An O(√n) time algorithm for the ECDF searching problem for arbitrary dimensions on a mesh-of-processors
Dehne (1986) presented an optimal O(√n) time parallel algorithm for solving the ECDF searching problem for a set of n points in two- and three-dimensional space on a mesh-of-processors of size n. However, it remained an open problem whether such an optimal solution exists for the d-dimensional ECDF searching problem for d≥4. In this paper we solve this problem by presenting an optimal O(√n) time parallel solution to the d-dimensional ECDF searching problem for arbitrary dimension d = O(1) on a mesh-of-processors of size n. The algorithm has several interesting implications.
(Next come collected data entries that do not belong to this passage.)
PR #221, opened 2022-08-16
CLI: add // regex prefix for page-id

bertsky:
Implemented in core long ago, and useful.


kba (approved):
Indeed, this should be documented, thx.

Among others, the following problems can now be solved on a mesh-of-processors in (asymptotically optimal) time O(√n) for arbitrary dimension d = O(1): the d-dimensional maximal element determination problem, the d-dimensional hypercube containment counting problem, and the d-dimensional hypercube intersection counting problem. The latter two problems can be mapped to the 2d-dimensional ECDF searching problem but require an efficient solution to this problem for at least d≥4.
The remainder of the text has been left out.